> TASK DESCRIPTION
Only a single number is expected: how many lines of the data hold the word "converge".

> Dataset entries
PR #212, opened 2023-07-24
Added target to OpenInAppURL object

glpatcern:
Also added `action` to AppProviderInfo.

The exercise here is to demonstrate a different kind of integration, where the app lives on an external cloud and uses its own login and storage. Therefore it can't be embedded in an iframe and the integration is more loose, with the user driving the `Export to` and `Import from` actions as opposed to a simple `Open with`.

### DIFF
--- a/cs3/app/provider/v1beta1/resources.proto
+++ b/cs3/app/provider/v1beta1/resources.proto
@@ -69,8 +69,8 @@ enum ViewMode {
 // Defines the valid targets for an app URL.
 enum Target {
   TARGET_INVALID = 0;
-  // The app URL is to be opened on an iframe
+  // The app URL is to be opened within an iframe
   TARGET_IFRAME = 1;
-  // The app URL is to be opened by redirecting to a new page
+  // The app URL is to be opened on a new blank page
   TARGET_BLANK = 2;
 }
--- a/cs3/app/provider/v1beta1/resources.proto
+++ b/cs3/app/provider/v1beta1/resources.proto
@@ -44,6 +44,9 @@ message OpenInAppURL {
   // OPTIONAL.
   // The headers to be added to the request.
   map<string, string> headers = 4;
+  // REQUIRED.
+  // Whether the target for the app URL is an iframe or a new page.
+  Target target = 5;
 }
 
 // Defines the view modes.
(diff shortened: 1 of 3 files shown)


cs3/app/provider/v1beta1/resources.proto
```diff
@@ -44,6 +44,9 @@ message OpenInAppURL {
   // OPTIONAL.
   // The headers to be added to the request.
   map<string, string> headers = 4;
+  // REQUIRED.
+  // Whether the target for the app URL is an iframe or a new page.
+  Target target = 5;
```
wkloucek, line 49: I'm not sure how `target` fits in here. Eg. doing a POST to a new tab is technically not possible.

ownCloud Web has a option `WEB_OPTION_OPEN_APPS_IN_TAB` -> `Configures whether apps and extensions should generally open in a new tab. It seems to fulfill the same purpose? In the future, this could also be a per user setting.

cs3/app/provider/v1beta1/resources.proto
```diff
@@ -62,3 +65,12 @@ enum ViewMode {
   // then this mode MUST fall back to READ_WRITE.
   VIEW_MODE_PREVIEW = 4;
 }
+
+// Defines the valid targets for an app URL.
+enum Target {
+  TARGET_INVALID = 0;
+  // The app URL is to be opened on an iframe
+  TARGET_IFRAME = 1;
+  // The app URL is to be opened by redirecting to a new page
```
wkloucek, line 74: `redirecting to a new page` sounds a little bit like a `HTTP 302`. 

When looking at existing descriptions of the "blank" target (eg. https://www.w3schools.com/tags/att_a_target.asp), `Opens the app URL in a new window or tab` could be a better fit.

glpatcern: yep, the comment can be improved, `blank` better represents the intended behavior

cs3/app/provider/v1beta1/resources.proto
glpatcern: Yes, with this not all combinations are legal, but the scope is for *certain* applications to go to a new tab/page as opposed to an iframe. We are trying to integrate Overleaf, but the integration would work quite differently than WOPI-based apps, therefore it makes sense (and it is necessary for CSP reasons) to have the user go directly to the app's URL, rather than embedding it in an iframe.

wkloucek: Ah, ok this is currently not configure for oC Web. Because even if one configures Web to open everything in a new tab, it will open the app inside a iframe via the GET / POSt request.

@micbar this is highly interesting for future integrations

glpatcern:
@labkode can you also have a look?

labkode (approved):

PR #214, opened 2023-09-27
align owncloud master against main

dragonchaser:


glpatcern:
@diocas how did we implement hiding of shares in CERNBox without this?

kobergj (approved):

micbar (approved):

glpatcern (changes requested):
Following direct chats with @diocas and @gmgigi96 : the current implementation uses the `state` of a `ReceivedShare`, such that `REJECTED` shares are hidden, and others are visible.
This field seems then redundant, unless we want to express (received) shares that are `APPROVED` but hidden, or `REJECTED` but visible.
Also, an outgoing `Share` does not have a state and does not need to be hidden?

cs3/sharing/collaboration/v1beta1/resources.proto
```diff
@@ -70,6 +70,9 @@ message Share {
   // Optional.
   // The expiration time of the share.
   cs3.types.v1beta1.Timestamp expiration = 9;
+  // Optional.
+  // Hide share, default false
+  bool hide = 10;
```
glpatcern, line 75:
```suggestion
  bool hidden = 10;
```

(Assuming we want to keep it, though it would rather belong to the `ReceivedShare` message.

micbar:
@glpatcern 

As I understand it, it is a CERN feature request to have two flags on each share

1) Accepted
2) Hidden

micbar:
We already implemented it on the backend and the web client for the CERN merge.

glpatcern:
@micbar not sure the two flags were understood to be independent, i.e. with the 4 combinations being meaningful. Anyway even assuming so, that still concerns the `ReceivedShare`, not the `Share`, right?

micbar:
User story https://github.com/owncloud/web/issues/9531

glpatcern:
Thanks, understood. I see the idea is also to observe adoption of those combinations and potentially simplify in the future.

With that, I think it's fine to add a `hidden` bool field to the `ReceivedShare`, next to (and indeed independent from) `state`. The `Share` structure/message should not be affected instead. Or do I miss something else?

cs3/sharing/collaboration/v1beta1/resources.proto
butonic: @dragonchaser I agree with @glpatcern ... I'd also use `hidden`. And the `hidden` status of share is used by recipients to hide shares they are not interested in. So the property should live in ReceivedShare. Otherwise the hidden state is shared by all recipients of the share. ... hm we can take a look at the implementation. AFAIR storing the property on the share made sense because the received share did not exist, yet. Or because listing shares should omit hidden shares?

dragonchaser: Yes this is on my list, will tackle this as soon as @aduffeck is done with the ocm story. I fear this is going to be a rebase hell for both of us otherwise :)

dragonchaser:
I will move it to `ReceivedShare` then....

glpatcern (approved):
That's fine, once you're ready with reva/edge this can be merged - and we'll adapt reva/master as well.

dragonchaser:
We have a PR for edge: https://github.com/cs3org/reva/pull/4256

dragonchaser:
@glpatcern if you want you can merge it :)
---
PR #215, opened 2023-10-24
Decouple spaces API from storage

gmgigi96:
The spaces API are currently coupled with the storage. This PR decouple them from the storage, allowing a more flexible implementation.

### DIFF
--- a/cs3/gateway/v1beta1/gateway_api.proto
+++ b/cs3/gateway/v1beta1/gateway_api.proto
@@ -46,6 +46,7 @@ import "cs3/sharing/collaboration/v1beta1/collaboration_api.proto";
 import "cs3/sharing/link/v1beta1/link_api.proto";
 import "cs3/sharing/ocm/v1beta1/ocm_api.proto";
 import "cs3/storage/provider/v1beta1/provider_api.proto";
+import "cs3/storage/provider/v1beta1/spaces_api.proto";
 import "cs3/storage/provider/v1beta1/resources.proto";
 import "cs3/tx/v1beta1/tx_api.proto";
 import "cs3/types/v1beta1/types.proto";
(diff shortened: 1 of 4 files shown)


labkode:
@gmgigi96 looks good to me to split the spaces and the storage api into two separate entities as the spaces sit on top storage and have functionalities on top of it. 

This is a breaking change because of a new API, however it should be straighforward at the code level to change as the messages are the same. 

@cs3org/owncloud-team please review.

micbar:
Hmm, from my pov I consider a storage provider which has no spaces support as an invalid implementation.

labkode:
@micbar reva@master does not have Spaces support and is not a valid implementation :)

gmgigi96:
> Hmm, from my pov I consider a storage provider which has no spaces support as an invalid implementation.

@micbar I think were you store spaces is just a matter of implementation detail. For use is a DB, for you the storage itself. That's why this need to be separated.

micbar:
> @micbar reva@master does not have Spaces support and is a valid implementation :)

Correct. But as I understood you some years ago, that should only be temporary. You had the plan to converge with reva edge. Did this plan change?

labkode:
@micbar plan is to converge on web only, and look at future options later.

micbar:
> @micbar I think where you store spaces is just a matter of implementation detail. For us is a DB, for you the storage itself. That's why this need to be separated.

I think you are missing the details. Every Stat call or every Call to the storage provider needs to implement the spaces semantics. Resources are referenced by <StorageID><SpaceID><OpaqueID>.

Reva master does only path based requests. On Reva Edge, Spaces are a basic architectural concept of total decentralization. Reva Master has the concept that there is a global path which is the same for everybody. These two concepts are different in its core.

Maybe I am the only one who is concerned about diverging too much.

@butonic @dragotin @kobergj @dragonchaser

> RESPONSE TO THE EXERCISE
2